0 Responses to “Bye, 2008. Don’t let the door hit you in the ass on the way out.”

  1. wishwords

    I completely agree.

  2. daydreammuse

    It seems that 2008 went relatively mild for you. Let’s hope that 2009 remains as mild or even milder. My 2008 was bitchier I am afraid, so I just can’t wait for the reset button.

  3. kmousie

    Roll on, 2009, and may you be better than your predecessor.

    Amen. And you know what my 2008 was like. So yeah, very ready to be done with it. What I wish for all of us is that, this time next year, we’ll be saying, “Wow, 2009 was great! I’m really sorry it’s over.” *sigh*

  4. mojave_wolf

    Roll on, 2009, and may you be better than your predecessor.

    By all powers that be, have been, might be, will be and could be, seconded many times over.

  5. gollumgollum

    But 2008 has managed to simultaneously vanish into thin air and overstay its welcome.

    I know, right? Amazing.

  6. d_c_m

    Dear friend: Oh yeah, you had major stress in 2008. And heck even though getting married is joyful it is very stressful. And moving and school and changing jobs?!?! OMG!! Be proud of yourself for not wearing a straightjacket!!

    Or at least not out in public. 😉

    Just lent “Midnight Never Come” to a friend. It is so good.

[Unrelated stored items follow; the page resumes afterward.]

PR #1534, opened 2023-08-25
Changed replica from string to int for default

davidtluong:
##### SUMMARY

Change var for replicas from string to int

##### ISSUE TYPE

##### ADDITIONAL INFORMATION

If spec is absent for `replicas` for the awx CR, upgrades will fail like so:

```
fatal: [localhost]: FAILED! => {"msg": "The conditional check 'task_replicas | int > 0 or (task_replicas == '' and replicas > 0)' failed. The error was: Unexpected templating type error occurred on ({% if task_replicas | int > 0 or (task_replicas == '' and replicas > 0) %} True {% else %} False {% endif %}): '>' not supported between instances of 'AnsibleUnicode' and 'int'\n\nThe error appears to be in '/opt/ansible/roles/installer/tasks/resources_configuration.yml': line 286, column 3, but may\nbe elsewhere in the file depending on the exact syntax problem.\n\nThe offending line appears to be:\n\n\n- name: Verify the resource pod name is populated.\n  ^ here\n"}
```

### DIFF
--- a/roles/installer/defaults/main.yml
+++ b/roles/installer/defaults/main.yml
@@ -273,7 +273,7 @@ _init_projects_container_image: quay.io/centos/centos:stream9
 
 create_preload_data: true
 
-replicas: "1"
+replicas: 1
 web_replicas: ''
 task_replicas: ''
 


rooftopcellist (approved):

rooftopcellist:
Thanks @rh-dluong !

    Love to you and K and be well.

  7. strangerian

    So much of 2008 has been bad to so many people, that you’re probably not going to get many dissenting opinions here. Still, was it during 2008 that you decided to devote your writing to paying fiction, instead of going for the doctorate? That seems to me like a major, enlightened, and well-informed decision — for you, with some good sold books already out there, and more cooking in your head — and something of an achievement for whatever year it occured in. Getting a degree is something, but taking stock of yourself and knowing you don’t need one is nearly as hard, in academia.

  8. Anonymous

    Calendar

    “Of course, just because a line of braniacs from Pope Gregory XIII on back decided that the calendar should flip over around now doesn’t mean that anything is going to change…”

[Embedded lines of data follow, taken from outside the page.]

PR #1535, opened 2023-08-28
Add keepalive to migrate data script with restart of postgres pod [DNM]

TheRealHaoLiu:
##### SUMMARY
pg_restore is silent and if the data migration takes longer than 15 minute exec/rsh to the postgres pod (through which we run the command) will idle timeout

this PR adds a background process that prints keepalive messages during the migration process to keep the exec/rsh alive

This PR also added a restart to the postgres pod after the restore finish (successful or failed) because the new code result in defunct processes and restarting the pod take care of that

##### ISSUE TYPE

##### ADDITIONAL INFORMATION

```

```

### DIFF
--- a/roles/installer/tasks/migrate_data.yml
+++ b/roles/installer/tasks/migrate_data.yml
@@ -59,14 +59,49 @@
     namespace: "{{ ansible_operator_meta.namespace }}"
     pod: "{{ postgres_pod_name }}"
     command: |
-      bash -c """
+      bash -c "
+      (while true; do echo 'Migrating data from old database...'; sleep 60; done) & keep_alive_pid=$!
       set -e -o pipefail
       PGPASSWORD='{{ awx_old_postgres_pass }}' {{ pgdump }} | PGPASSWORD='{{ awx_postgres_pass }}' {{ pg_restore }}
+      echo 'Killing keep alive process...'
+      kill $keep_alive_pid || true
+      wait
       echo 'Successful'
-      """
+      "
   no_log: "{{ no_log }}"
   register: data_migration
-  failed_when: "'Successful' not in data_migration.stdout"
+
+# Previous step result in defunct processes in the Postgres pod that need to be cleaned up
+# Restarting the Postgres pod will clean up the defunct processes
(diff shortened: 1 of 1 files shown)


roles/installer/tasks/migrate_data.yml
```diff
@@ -59,14 +59,49 @@
...
+      - status.phase=Running
+  register: postgres_pod
+  until:
+    - "postgres_pod['resources'] | length"
+    - "postgres_pod['resources'][0]['status']['phase'] == 'Running'"
+    - "postgres_pod['resources'][0]['status']['containerStatuses'][0]['ready'] == true"
+  delay: 5
+  retries: 60
+
+- name: Fail when data migration is not successful
```
relrod, line 101: Why this instead of the `failed_when`? And why not `'Successful' not in data_migration.stdout`?

roles/installer/tasks/migrate_data.yml
```diff
@@ -59,14 +59,49 @@
...
+      wait
       echo 'Successful'
-      """
+      "
   no_log: "{{ no_log }}"
   register: data_migration
-  failed_when: "'Successful' not in data_migration.stdout"
+
+# Previous step result in defunct processes in the Postgres pod that need to be cleaned up
+# Restarting the Postgres pod will clean up the defunct processes
```
relrod, line 75: This seems like it is inviting db inconsistencies if it gets killed at the wrong moment. If you insist on doing it this way, then I think it's important to make sure we gracefully shut down postgres before we kill the pod.

TheRealHaoLiu: awx deployments are scaled down before the data migration started 

there shouldn't be anything that's doing anything against postgres at this point so i think it would be safe to just kill the pod?

roles/installer/tasks/migrate_data.yml
TheRealHaoLiu: is there anything wrong with this approach?

and u know why (or what) wrote this code in this way ;-)

rooftopcellist (approved):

    I’ve long been of the opinion that our calendar years should begin either on the vernal equinox or the winter solstice; the latter would fit us best, I think–it’s still in winter, but is a non-arbitrary point: it ends the cycle of shortening days and starts the cycle of lengthening days, which continues until the summer solstice. And our months should be brought into line with lunar phases: January should begin on the first day of the waxing crescent closest to the winter solstice and end on the last day of the new moon; this would necessitate the addition of some extra days that don’t belong to any given month throughout the year (as in the Islamic calendar), but it would prevent our months from being arbitrary abstractions. Plus, if you wanted to know the specific day of the month, you’d just have to look at the moon; that’d be so cool.